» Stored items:
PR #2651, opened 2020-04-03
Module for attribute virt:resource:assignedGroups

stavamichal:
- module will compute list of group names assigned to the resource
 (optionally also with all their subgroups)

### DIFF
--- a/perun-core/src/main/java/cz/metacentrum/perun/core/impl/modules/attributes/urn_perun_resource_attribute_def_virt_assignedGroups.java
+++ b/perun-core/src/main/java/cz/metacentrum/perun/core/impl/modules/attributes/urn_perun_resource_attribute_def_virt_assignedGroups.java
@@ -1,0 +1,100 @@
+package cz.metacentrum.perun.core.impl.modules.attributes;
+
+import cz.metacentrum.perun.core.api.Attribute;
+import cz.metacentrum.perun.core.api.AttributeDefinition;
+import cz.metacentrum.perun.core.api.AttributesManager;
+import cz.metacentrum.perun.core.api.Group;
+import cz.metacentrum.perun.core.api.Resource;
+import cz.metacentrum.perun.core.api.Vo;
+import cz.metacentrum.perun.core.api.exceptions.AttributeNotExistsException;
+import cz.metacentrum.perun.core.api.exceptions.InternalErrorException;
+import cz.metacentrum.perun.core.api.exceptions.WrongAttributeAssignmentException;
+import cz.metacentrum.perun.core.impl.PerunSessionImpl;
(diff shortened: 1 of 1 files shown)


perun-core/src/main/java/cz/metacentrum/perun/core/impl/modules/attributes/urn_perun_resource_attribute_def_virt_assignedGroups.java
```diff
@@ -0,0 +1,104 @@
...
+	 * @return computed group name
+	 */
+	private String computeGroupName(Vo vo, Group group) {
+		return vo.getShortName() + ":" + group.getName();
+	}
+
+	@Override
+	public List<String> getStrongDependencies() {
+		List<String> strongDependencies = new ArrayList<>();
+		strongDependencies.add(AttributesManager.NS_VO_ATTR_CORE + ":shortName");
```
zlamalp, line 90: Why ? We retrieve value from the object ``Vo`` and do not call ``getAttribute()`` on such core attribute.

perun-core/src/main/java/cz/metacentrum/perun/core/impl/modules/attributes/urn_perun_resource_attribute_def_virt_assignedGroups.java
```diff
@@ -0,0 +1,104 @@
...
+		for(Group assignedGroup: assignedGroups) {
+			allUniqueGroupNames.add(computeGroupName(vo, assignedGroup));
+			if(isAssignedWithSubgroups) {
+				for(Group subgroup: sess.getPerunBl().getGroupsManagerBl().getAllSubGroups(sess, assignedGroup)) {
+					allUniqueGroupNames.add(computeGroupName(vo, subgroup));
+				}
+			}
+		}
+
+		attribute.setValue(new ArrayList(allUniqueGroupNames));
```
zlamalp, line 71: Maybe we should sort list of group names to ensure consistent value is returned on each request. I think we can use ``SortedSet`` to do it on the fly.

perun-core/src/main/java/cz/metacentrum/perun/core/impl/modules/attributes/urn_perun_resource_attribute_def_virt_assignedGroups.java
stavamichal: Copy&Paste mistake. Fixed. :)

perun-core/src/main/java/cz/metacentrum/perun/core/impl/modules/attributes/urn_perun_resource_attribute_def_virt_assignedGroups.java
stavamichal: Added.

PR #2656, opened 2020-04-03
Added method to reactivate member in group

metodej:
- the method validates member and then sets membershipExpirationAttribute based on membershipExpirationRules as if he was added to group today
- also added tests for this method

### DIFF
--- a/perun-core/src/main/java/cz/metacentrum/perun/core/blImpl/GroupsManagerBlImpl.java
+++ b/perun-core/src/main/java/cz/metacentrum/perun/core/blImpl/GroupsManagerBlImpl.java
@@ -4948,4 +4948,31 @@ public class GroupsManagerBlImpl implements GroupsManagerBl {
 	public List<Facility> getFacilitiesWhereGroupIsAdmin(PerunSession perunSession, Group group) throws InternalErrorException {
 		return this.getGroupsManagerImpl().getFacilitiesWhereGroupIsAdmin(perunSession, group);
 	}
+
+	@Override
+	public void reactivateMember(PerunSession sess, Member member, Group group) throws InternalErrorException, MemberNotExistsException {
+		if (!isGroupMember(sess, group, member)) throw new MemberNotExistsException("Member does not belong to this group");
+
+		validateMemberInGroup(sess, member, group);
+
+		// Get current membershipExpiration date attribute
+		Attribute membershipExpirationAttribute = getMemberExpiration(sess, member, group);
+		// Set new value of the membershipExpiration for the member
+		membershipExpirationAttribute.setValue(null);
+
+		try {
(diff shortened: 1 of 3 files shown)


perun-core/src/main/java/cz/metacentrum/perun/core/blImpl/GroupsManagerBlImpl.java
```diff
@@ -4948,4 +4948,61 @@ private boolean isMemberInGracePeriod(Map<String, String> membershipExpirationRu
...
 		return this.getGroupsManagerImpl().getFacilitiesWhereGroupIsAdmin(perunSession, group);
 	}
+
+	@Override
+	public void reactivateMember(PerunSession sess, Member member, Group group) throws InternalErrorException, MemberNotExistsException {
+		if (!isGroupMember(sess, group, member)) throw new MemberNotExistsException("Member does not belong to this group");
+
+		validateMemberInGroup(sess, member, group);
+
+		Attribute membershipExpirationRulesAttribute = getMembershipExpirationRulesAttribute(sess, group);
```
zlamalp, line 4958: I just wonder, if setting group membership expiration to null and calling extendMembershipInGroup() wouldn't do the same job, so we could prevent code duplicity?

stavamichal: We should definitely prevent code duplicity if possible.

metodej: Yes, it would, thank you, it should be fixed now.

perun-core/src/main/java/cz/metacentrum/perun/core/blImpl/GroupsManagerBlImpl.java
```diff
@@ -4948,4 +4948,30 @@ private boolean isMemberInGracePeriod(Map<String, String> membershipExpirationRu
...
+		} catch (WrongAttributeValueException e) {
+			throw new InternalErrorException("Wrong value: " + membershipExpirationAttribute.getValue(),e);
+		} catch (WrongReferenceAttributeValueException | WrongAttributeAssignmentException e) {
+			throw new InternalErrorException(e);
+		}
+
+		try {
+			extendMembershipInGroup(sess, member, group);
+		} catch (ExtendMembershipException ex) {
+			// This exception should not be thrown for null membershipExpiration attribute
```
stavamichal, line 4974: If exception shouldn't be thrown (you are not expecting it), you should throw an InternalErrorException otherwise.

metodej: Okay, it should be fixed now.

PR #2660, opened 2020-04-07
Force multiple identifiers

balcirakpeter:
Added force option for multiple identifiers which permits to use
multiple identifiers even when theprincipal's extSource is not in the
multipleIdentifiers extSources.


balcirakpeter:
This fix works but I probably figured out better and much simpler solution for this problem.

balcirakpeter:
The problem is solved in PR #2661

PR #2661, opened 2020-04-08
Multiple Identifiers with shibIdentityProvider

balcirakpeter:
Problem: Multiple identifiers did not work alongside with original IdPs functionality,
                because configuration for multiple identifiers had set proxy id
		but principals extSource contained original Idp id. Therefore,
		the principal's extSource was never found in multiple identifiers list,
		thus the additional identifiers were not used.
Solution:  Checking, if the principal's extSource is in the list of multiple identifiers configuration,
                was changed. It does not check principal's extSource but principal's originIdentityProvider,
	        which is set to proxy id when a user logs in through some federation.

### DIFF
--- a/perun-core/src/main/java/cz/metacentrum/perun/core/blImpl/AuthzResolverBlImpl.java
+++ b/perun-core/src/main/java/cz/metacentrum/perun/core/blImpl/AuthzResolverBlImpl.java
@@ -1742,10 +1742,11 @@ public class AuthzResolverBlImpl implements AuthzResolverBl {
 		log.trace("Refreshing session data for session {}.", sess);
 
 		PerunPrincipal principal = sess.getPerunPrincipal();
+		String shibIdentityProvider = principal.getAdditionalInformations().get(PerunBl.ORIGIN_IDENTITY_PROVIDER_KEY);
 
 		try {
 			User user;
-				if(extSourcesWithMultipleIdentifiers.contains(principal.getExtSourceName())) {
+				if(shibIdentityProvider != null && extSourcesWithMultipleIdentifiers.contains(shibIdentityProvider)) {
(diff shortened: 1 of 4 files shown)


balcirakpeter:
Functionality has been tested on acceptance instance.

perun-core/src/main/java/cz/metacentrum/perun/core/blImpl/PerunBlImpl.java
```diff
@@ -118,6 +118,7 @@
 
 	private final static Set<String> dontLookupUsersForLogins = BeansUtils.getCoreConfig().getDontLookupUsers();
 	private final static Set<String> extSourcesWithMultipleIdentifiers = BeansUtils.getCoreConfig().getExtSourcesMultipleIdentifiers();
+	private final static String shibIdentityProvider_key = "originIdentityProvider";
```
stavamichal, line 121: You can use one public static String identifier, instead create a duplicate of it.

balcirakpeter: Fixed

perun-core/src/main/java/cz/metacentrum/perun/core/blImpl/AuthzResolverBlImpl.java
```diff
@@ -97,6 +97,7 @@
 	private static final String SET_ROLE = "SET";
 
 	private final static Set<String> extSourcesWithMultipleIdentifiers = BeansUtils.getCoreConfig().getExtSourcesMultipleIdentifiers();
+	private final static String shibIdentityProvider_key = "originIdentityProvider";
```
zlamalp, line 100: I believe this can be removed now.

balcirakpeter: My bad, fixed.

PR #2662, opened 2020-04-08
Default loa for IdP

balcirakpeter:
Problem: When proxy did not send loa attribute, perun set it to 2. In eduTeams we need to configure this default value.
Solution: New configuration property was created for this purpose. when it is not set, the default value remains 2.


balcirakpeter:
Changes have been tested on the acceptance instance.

» Work order: Your answer should be the lines above that contain the word "implements", copied out.

» Result of the task:
@@ -4948,4 +4948,31 @@ public class GroupsManagerBlImpl implements GroupsManagerBl {
@@ -1742,10 +1742,11 @@ public class AuthzResolverBlImpl implements AuthzResolverBl {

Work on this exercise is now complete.